*DIRECTIONS FOR THIS TASK:* Pull each line containing "method" out of the listing below.

*SOURCE DATA:*
::::::::
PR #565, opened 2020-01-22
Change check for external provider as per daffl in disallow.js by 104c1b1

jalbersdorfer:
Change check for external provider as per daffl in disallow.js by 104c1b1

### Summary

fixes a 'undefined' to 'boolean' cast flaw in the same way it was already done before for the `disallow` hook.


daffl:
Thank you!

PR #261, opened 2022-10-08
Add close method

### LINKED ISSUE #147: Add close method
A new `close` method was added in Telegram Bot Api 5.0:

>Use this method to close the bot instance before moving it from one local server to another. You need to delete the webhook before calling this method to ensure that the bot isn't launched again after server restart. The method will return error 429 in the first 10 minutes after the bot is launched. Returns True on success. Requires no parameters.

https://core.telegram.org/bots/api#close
::::::::
*RESPONSE TO THIS TASK:*
Add close method
### LINKED ISSUE #147: Add close method
A new `close` method was added in Telegram Bot Api 5.0:
>Use this method to close the bot instance before moving it from one local server to another. You need to delete the webhook before calling this method to ensure that the bot isn't launched again after server restart. The method will return error 429 in the first 10 minutes after the bot is launched. Returns True on success. Requires no parameters.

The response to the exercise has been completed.